• _ASSIGNMENT_: Each line of the material below that holds the word "maybe" needs to be copied.

• _STUDY MATERIAL_:
*****

PR #1151, opened 2021-10-16
Avoid calling globals in `instrument.fromString()`

jacobtylerwalls:
Just a small modernization task since this code predated `importlib` in Python 3.


mscuthbert:
thanks!

PR #1158, opened 2021-10-30
MIDI import: create Unpitched and PercussionChord instances

jacobtylerwalls:
Part of the percussion story.

- 3d9a8ed: `ChordBase.add()` took the argument `runSort`, but could lead to errors for PercussionChord (no attribute `sortAscending`). Removed `runSort` from `ChordBase.add()` signature and implemented a `Chord.add()` to get it back where desired -- with some docs duplication. If the docs duplication is not desired, we can remove the examples from ChordBase.add() and just have them on Chord.add().
- 86c7952: Raise TypeError if Unpitched provided to Chord
- 8279cd0: Create Unpitched and PercussionChord instances from MIDI import; move tie and volume and setVolume to ChordBase (needed for PercussionChord)


music21/midi/translate.py
```diff
@@ -267,7 +269,60 @@ def music21ObjectToMidiFile(
...
+        raise TypeError(f'Expected subclass of note.NotRest; got {preferredClass}')
+
+    if eOn.channel == 10:
+        if preferredClass in (chord.Chord, percussion.PercussionChord):
+            preferredClass = percussion.PercussionChord
+        else:
+            preferredClass = note.Unpitched
+
+    if inputM21 is not None:
+        if not isinstance(inputM21, preferredClass):
```
mscuthbert, line 299: if we have other PRs open to speeding up MIDI, is this isinstance check needed for the rare case that someone gives an incorrect class?  It's now a private routine.

music21/midi/translate.py
```diff
@@ -349,28 +411,23 @@ def midiEventsToNote(eventList, ticksPerQuarter=None, inputM21=None) -> note.Not
...
-    n.volume.velocityIsRelative = False  # not relative coming from MIDI
+    nr = _constructOrUpdateNotRest(
+        eOn, tOn, tOff, ticksPerQuarter, inputM21=inputM21, preferredClass=note.Note)
+
+    if isinstance(nr, note.Note):
+        nr.pitch.midi = eOn.pitch
+    elif isinstance(nr, note.Unpitched):
+        display_pitch = pitch.Pitch(eOn.pitch)
+        nr.displayStep = display_pitch.step
+        nr.displayOctave = display_pitch.octave
```
mscuthbert, line 422: this does not seem correct -- we would rarely want to display a percussion note at MIDI pitch.  I think that somewhere in music21 there's a mapper from instruments to positions on staves.

music21/midi/translate.py
```diff
@@ -522,25 +583,35 @@ def midiEventsToChord(eventList, ticksPerQuarter=None, inputM21=None):
         <music21.midi.MidiEvent NOTE_ON, track=1, channel=None, pitch=46, velocity=94>]
 
     Changed in v.7 -- Uses the last DeltaTime in the list to get the end time.
+    Changed in v.7.3 -- Returns a :class:`~music21.percussion.PercussionChord` if
+    any event is on channel 10. Returns None if `inputM21` provided.
+
+    >>> me2.channel = 10
+    >>> midi.translate.midiEventsToChord([dt1, me1, dt2, me2, dt3, me3, dt4, me4])
+    <music21.percussion.PercussionChord unpitched[A2] unpitched[B2]>
```
mscuthbert, line 591: just as a further refinement -- instead of showing display step on PercussionChord it should be a list of instruments:

<music21.percussion.PercussionChord [Bass Drum, Snare]>

or if mixed with notes:

<music21.percussion.PercussionChord [Vibraslap, D4, D8, Snare]>

music21/midi/translate.py
```diff
@@ -522,25 +583,35 @@ def midiEventsToChord(eventList, ticksPerQuarter=None, inputM21=None):
...
     '''
     tOn: int = 0  # ticks
     tOff: int = 0  # ticks
 
     if ticksPerQuarter is None:
         ticksPerQuarter = defaults.ticksPerQuarter
 
-    from music21 import pitch
```
mscuthbert, line 532: thank you!  There was a very old reason for this, now long gone.

music21/midi/translate.py
```diff
@@ -522,25 +583,35 @@ def midiEventsToChord(eventList, ticksPerQuarter=None, inputM21=None):
...
     # this is a format provided by the Stream conversion of
     # midi events; it pre groups events for a chord together in nested pairs
     # of abs start time and the event object
     if isinstance(eventList, list) and eventList and isinstance(eventList[0], tuple):
         # pairs of pairs
         for onPair, offPair in eventList:
             tOn, eOn = onPair
+            if firstOn is None:
+                firstOn = eOn
+            any_channel_10 |= eOn.channel == 10
```
mscuthbert, line 614: Please rewrite to not use bitwise in-place with a comparison:

```
if not any_channel_10 and eOn.channel == 10:
     any_channel_10 = True
```
or even just 
```
if eOn.channel == 10: 
    any_channel_10 = True
```

setting a variable multiple times is faster than trying to figure out what this code does.

mscuthbert (changes requested):
LGTM!  Feel free to merge after making the changes below.  (The repr for PercussionChord does not need to be in this PR; just wanted to comment now)

music21/midi/translate.py
jacobtylerwalls: Thanks, looks like it's the `.percMapPitch` of an `UnpitchedPercussion` instance. So there could be a cleanup routine that could live elsewhere that MIDI parsing calls at the end to set displayPitch from the percMapPitch of the closest instrument. I'll track on another issue.

jacobtylerwalls: Never mind, I think I can do it quickly on this branch.

jacobtylerwalls: Actually, no I can't find staff positions anywhere. `percMapPitch` _isn't_ it.

PR #691, opened 2017-08-02
Notification removal

### LINKED ISSUE #690: Disable Howdy! notifications
Shoo.

sofokli1:
closes #690


teferi/Services/Implementations/Interaction/NotificationSchedulingService.swift
```diff
@@ -25,14 +25,6 @@ class NotificationSchedulingService
         self.settingsService = settingsService
         self.smartGuessService = smartGuessService
         self.notificationService = notificationService
-        
-        locationService
```
Odrakir: You are not using the `locationService` anymore, why keep sending it in the constructor?

Odrakir: As a matter of fact... what does this class do if it doesn't send that notification? Because it seems to me that it does nothing at all. :fire:

sofokli1: maybe remove the whole notification service? 😛

Odrakir: No, we still send notifications for the user to enable HK.

sofokli1:
i have the feeling the PR went a bit further than the requirements of the issue

Odrakir:
Not at all, having old useless code is a recipe for disaster.

teferi/Models/NotificationType.swift
```diff
@@ -2,5 +2,4 @@ import Foundation
 
 enum NotificationType : String {
     case normal
-    case categorySelection
```
Odrakir: An enum with just one case? 🤔

teferi/AppDelegate.swift
```diff
@@ -129,16 +121,6 @@ class AppDelegate : UIResponder, UIApplicationDelegate
...
         
-        if #available(iOS 10.0, *) {
-            UNUserNotificationCenter.current().delegate = self
-        } else {
-            if let notification = launchOptions?[UIApplicationLaunchOptionsKey.localNotification] as? UILocalNotification {
-                didReceiveCategoryNotification = isCategorySelectionNotification(notification)
-            }
-        }
-        
-        appLifecycleService.publish(isInBackground ? .movedToBackground : .movedToForeground(fromNotification:didReceiveCategoryNotification))
```
Odrakir: We still need to know if the app moves to foreground or background. You can remove the `fromNotification` associated value though.

teferi/AppDelegate.swift
```diff
@@ -223,56 +205,15 @@ class AppDelegate : UIResponder, UIApplicationDelegate
         pipeline.run()
         
         initializeWindowIfNeeded()
-     
-        notificationService.unscheduleAllNotifications(ofTypes: .categorySelection)
-        
-        appLifecycleService.publish(.movedToForeground(fromNotification:didReceiveCategoryNotification))
```
Odrakir: Same, we still need to know the the app moved to foreground.

teferi/Models/NotificationType.swift
sofokli1: i know it looks odd but since we are adding new notifications in the next mile stone i am keeping it for now.

Issue #549, opened 2017-05-03
Make every build have a different build number


Odrakir:
Probably with a script that counts the number of commits.

amulware:
@Odrakir Please resolve or close this.

If you're gonna work on it, please discuss the problem of multiple branches having the same numbers of commits. Either find a different solution or argue that it is not a problem we need to worry about.

Odrakir:
My argument agains that being a problem we should worry about is that we are only going to run into conflicts when building for distribution or beta testing, and as this is done always from the same two branches (develop and master) they'll always be increasing.

The only other time we do a test release from another branch is when force pushing to `test-build` but we do that sparingly enough that it shouldn't cause problems.

amulware:
Fair enough. If you can make it do this automatically on every build, go ahead. Just as long as it is fool proof and sets the build number in all places necessary of course.

PR #692, opened 2017-08-02
:page_with_curl: Set build number automatically with script

Odrakir:
Gets the build number from the number of commits and does this for every target.


teferiScripts/bump.rb
```diff
@@ -51,17 +41,15 @@ def bumpMajor
...
 
 verb = ARGV[0]
-validCommands = [ "build", "hotfix", "minor", "major"]
+validCommands = ["hotfix", "minor", "major"]
 
 commandDescriptions = {
-	"build" => "increments build number",
 	"hotfix" => "increments maintenance version and build number",
 	"minor" => "increments minor version and build number",
 	"major" => "increments major version and build number"
```
amulware: Fix descriptions please (and maybe include in minor and major that lower numbers are reset to 0 as well.

Odrakir: This doesn't change anything when you run the app in Xcode (simulator or device). It just sets the build number in the executable or when archiving, but nothing changes in code of config files, so nothing to commit.

I'll change the descriptions, but I don't understand what you mean by "and maybe include in minor and major that lower numbers are reset to 0 as well."

amulware: Unless the script was changed, when you increase the minor, it will reset the hotfix number. I.e.: 0.1.1 -> 0.2.0

sofokli1:
@Odrakir shouldn't this close #549 ?

Odrakir:
Correct

PR #693, opened 2017-08-02
:bug: Fix health permission not showing after notification

sofokli1:
Doesn't close any issue. But is known issue. The presentation of the permission was based on the install date which is set after the on-boarding is completed, but the notification was scheduled based on the first time the app was started. So the delay in the presentation was equal to the difference from when the app first started and the user finished the on-boarding.


amulware:
Good catch! I'll let support know that this won't be an issue coming next update. :)

PR #706, opened 2017-08-08
Force crash

### LINKED ISSUE #705: Secret way to force crash the app is not working anymore
It used to work, but somehow we lost it.

Odrakir:
Fixes #705


amulware:
This appears to make two changes to me.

*****

• _FINISHED TASK_:
sofokli1: maybe remove the whole notification service? 😛
amulware: Fix descriptions please (and maybe include in minor and major that lower numbers are reset to 0 as well.
I'll change the descriptions, but I don't understand what you mean by "and maybe include in minor and major that lower numbers are reset to 0 as well."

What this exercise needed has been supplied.